From the listing below, copy out every line where the word "Studio" appears.
══════
PR #115, opened 2022-01-09
Add editorconfig file

tamirkamara:

* Use editorconfig to align on file standard (encoding, file ends, etc.), as well as some of the styling roles.
Note: this is just the ground work and a subsequent PR will align all files (didn't want to disrupt other PRs already open).
* Small fixes

### DIFF
--- a/.editorconfig
+++ b/.editorconfig
@@ -1,0 +1,90 @@
+# This file is the top-most EditorConfig file
+root = true
+
+# All Files
+[*]
+charset = utf-8
+indent_style = space
+indent_size = 4
+insert_final_newline = true
+trim_trailing_whitespace = true
+
+##########################################
+# File Extension Settings
+##########################################
+
+# Visual Studio Solution Files
+[*.sln]
+indent_style = tab
+
+# Visual Studio XML Project Files
+[*.{csproj,vbproj,vcxproj.filters,proj,projitems,shproj}]
+indent_size = 2
+
+# XML Configuration Files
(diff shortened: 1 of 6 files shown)


eladiw (approved):
lgtm

AsafMah:
While we are looking at the style - we do we have the using inside the namespace?
It's less convenient to work with, and it forces the ugly global:: syntax

AsafMah:
The editorconfig file is pretty barebones, it's a good strategy to have a small one that is easier to maintain,
but another strategy is to generate a big one from the IDE and work from there.
I'm fine with both

.editorconfig
```diff
@@ -0,0 +1,90 @@
...
+# CA1848: Use the LoggerMessage delegates
+dotnet_diagnostic.CA1848.severity = suggestion
+
+[*.{cs,csx,cake}]
+# 'var' preferences
+csharp_style_var_for_built_in_types = true:warning
+csharp_style_var_when_type_is_apparent = true:warning
+csharp_style_var_elsewhere = true:warning
+# others
+# csharp_style_namespace_declarations = file_scoped:warning
```
AsafMah, line 90: Why is this commented out?

AsafMah (approved):
Looks good

.editorconfig
tamirkamara: It's something to uncomment after most of the PRs will be closed as this is going to change every single file.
══════
> Response to this task:
+# Visual Studio Solution Files
+# Visual Studio XML Project Files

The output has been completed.